Saturday, September 26, 2015

Recycled Prisoners: A series of poems by Liz Kingsbury McKeown - #1 Roseanna

This is dedicated to the protagonist, Robin Sullivan O'Connor and those like her.

November, 1982 - Roseanna

I did everything I could to stop them, snuff them out of my life, so much at stake.
Last night was perfect: dinner at my husband's colleague's house, a renovated Edwardian brownstone.
Keith and the other guys from the firm had their fingers on the pulse of the regional financial world of the early eighties.

Kim, the stay-at-home wife and I talked shopping, where in middle Michigan to buy clothes that weren't polyester without driving to Grosse Point or Ann Arbor.
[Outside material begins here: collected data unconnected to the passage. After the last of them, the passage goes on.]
PR #2987, opened 2020-12-22
fix: checkpoint controller-manager and scheduler

smira:
Default manifests created by bootkube so far were only enabling
pod-checkpointer for kube-apiserver. This seems to have issues with
single-node control plane scenario, when without scheduler and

I am a local D.J. and morning talk show host, but make no mention of it to her. Don't rub it in. I know she appreciates my sensitivity in a time when caring about feelings is for hippies with soybean consciousness.
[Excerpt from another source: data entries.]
PR #2989, opened 2020-12-23
fix: correctly transport gRPC errors from apid

smira:
Before these changes, errors were always sent as strings, so if original
error was gRPC error (which is almost always the case for apid), it is
formatted as string and original fields (like code) are lost in the
formatted string.

With this change, apid sends errors as official `grpc.Status` protobuf
structure, and client decodes that into Go grpc.Status based error.

This change is backwards and forwards compatible.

At home, in the brass bed with the Egyptian cotton sheets, life seemed so inviting. Perfect. I had been holding them in for a month. Then, I fall asleep and all hell breaks loose.

Deceptively, everything feels nice, like going to an ice cream social. People like me meet there from all over, primarily the Southern United States and Australia. We dance, we cook, we serve the honored ones with delight. Then, the time comes and we go through a fog. My stomach sinks. What does this remind me of? The cool, damp air feels sinister; something is afoot, but I just can't see it. Could somebody turn on a light?

All of a sudden, I'm horribly hungry and feel grimy, unwashed. It's dark, eerily cool and still. I feel afraid, but I still don't know what of. I'm standing outside in formation with acres of men, lean, unwashed men who reminded me of wild animals. We were all standing and waiting for something. I hear a man shout something and I get pushed to the front.

I wake up in a cold sweat, but still smell the smells and see the same people all standing in our bedroom with the oh so carefully selected antique furniture. I wake up with a start, nearly knocking Keith off the bed. My lower back is burning as if I've been beaten.  I'm shaking. The images slowly fade and so does my marriage.